There is an understated danger in the study of violence from a fearful outlook, some shrink from the fear and go into denial while others go to the other extreme and wear the violence on their bodies and minds like a shield against the fear. In my opinion violence is not a shield or armor it is merely a tool but often a greed forms that feeds the ego in response to the fear (with both extrems) but in reality an overly feed ego is easy to break and the fear/anger remains. 

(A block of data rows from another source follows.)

PR #2377, opened 2019-12-01
Compile Scala Native in CI

adamgfraser:
We recently added Scala Native support. We're still working through some issues on how to enable ZIO Test for Scala Native but until then we should at least compile Core on Scala Native to prevent regressions.

### DIFF
--- a/.circleci/config.yml
+++ b/.circleci/config.yml
@@ -321,7 +321,7 @@ jobs:
       - <<: *jdk_8
 
 workflows:
-  version: 3
+  version: 2
   build:
     jobs:
       - lint:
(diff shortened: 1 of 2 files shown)


.circleci/config.yml
```diff
@@ -303,7 +321,7 @@ jobs:
       - <<: *jdk_8
 
 workflows:
-  version: 2
+  version: 3
```
ghostdogpr: Shouldn't it be 2? https://circleci.com/docs/2.0/configuration-reference/#version-1

It works though.

adamgfraser: You're right. Fixed now.

softinio:
Nice work!

Issue #2295, opened 2019-11-20
Should ZIO#fromEither be By Name?


adamgfraser:
Currently `ZIO.fromEither` takes its parameter by name and wraps it in `effectTotal`. This is to a certain extent safer but I would have expected `fromEither` to just life a pure `Either` value into a `ZIO`. This approach would also be more compositional because I could always wrap the `fromEither` call in `effectSuspendTotal` if I want the lazy behavior. Should we change this? The same issues also applies to other constructors such as `fromOption` and `fromTry`.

My apologies for any lack of clarity of my post. I am training far from home and time is an issue LOL as well as exhaustion.

Warmest regards
Brian King


----------



## GBlues (May 14, 2009)

I like Chris. I've seen a few videos of him talking, and he seems like a pretty straight forward guy. I've read some of his other posts, and I would have to agree with him more often than not. I like the slice of the pie comment from Brian but let me say this. I think that you have misinterpretted that piece of literature, and let me tell you why. He isn't saying that you shouldn't practice social skills, to avoid violence. That is as you termed slice A. He on the contrary says that you should practice those skills. However, his slice B is the flip side. When all of your avoidance skills, and de-escalation protocols have failed you and somebody is doing violence to you, it's too late to prevent it. You can't your already in it. So his slice B answer is, you have to be the one doing the violence. Once your there, you have to be the one delivering damaging strikes to vital targets. Like he said, you have to be willing to kick the guy when he's down. You have to put him in a non-fuctional state.  Now that could many any number of things that I won't go into here at the moment. But, The reality is, to prevent violence you must avoid it. IF you can't avoid it, your either doing the violence, or it's getting done to you. It really is that simple. THere really are only two slices of the pie on this issue.  Now if you wanted to discuss social and anti-social violence well, that is a whole other pie. THe same with social vs. a-social violence. And chris deals with Social vs. A-social violence. THose guys at TFT don't care about social violence, or anti-social violence. THey worry about the a-social stuff.


----------



## BLACK LION (May 14, 2009)

This is relevant becuase so many people have a misconception about these two subjects and there are many contradictions out there.  I feel that it completes the task in clearing up the differences between the two as well as provides insight into normally uncharted territory with most "reality based self defense practices"...  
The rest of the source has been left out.